>>>>

PR #7792, opened 2025-04-19
tail: fix issue with -v flag and stdin

karlmcdowall:
Fixes issue #7613
Tail now correctly handles the -v flag when only 1 input file is given.

### DIFF
--- a/src/uu/tail/src/args.rs
+++ b/src/uu/tail/src/args.rs
@@ -290,8 +290,9 @@ impl Settings {
             .map(|v| v.map(Input::from).collect())
             .unwrap_or_else(|| vec![Input::default()]);
 
-        settings.verbose =
-            settings.inputs.len() > 1 && !matches.get_flag(options::verbosity::QUIET);
+        settings.verbose = (matches.get_flag(options::verbosity::VERBOSE)
+            || settings.inputs.len() > 1)
+            && !matches.get_flag(options::verbosity::QUIET);
 
         Ok(settings)
     }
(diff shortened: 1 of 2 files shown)


tests/by-util/test_tail.rs
```diff
@@ -122,6 +120,22 @@ fn test_stdin_redirect_file() {
         .arg("-v")
         .succeeds()
         .stdout_only("==> standard input <==\nfoo");
```
karlmcdowall, line 122: Just to be clear, I've taken the existing `test_stdin_redirect_file` and split it into 2 separate tests - one test for the `-v` flag (which with this PR will now pass) and one test for the `-f` flag (which still fails, but is being tracked with a separate issue #7614).

src/uu/tail/src/args.rs
```diff
@@ -290,8 +290,9 @@ impl Settings {
             .map(|v| v.map(Input::from).collect())
             .unwrap_or_else(|| vec![Input::default()]);
 
-        settings.verbose =
-            settings.inputs.len() > 1 && !matches.get_flag(options::verbosity::QUIET);
+        settings.verbose = (matches.get_flag(options::verbosity::VERBOSE)
```
karlmcdowall, line 293: This basically reverts part of the change here https://github.com/uutils/coreutils/commit/9b49f368c7cf7fb91054f2b609432715efc3fbdc
The reason this change got past our testing is that the relevant test was disabled at the time.

cakebaker:
Thanks!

<<<<

[EXERCISE OBJECTIVE] Give back all the records above exactly. Keep every word.

[SOLUTION FOR THIS EXERCISE]
PR #7792, opened 2025-04-19
tail: fix issue with -v flag and stdin

karlmcdowall:
Fixes issue #7613
Tail now correctly handles the -v flag when only 1 input file is given.

### DIFF
--- a/src/uu/tail/src/args.rs
+++ b/src/uu/tail/src/args.rs
@@ -290,8 +290,9 @@ impl Settings {
             .map(|v| v.map(Input::from).collect())
             .unwrap_or_else(|| vec![Input::default()]);
 
-        settings.verbose =
-            settings.inputs.len() > 1 && !matches.get_flag(options::verbosity::QUIET);
+        settings.verbose = (matches.get_flag(options::verbosity::VERBOSE)
+            || settings.inputs.len() > 1)
+            && !matches.get_flag(options::verbosity::QUIET);
 
         Ok(settings)
     }
(diff shortened: 1 of 2 files shown)


tests/by-util/test_tail.rs
```diff
@@ -122,6 +120,22 @@ fn test_stdin_redirect_file() {
         .arg("-v")
         .succeeds()
         .stdout_only("==> standard input <==\nfoo");
```
karlmcdowall, line 122: Just to be clear, I've taken the existing `test_stdin_redirect_file` and split it into 2 separate tests - one test for the `-v` flag (which with this PR will now pass) and one test for the `-f` flag (which still fails, but is being tracked with a separate issue #7614).

src/uu/tail/src/args.rs
```diff
@@ -290,8 +290,9 @@ impl Settings {
             .map(|v| v.map(Input::from).collect())
             .unwrap_or_else(|| vec![Input::default()]);
 
-        settings.verbose =
-            settings.inputs.len() > 1 && !matches.get_flag(options::verbosity::QUIET);
+        settings.verbose = (matches.get_flag(options::verbosity::VERBOSE)
```
karlmcdowall, line 293: This basically reverts part of the change here https://github.com/uutils/coreutils/commit/9b49f368c7cf7fb91054f2b609432715efc3fbdc
The reason this change got past our testing is that the relevant test was disabled at the time.

cakebaker:
Thanks!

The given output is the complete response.